- **WORK REQUEST**: Nothing may be left out or changed. Print every entry.

[Recorded data]
PR #238, opened 2022-03-23
update email addresses

bhoflich:
remove all old email addresses and replace with weathervane-dev where appropriate


lalvarezsanc (approved):
Looks good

- **SOLUTION BELOW**:
PR #238, opened 2022-03-23
update email addresses

bhoflich:
remove all old email addresses and replace with weathervane-dev where appropriate


lalvarezsanc (approved):
Looks good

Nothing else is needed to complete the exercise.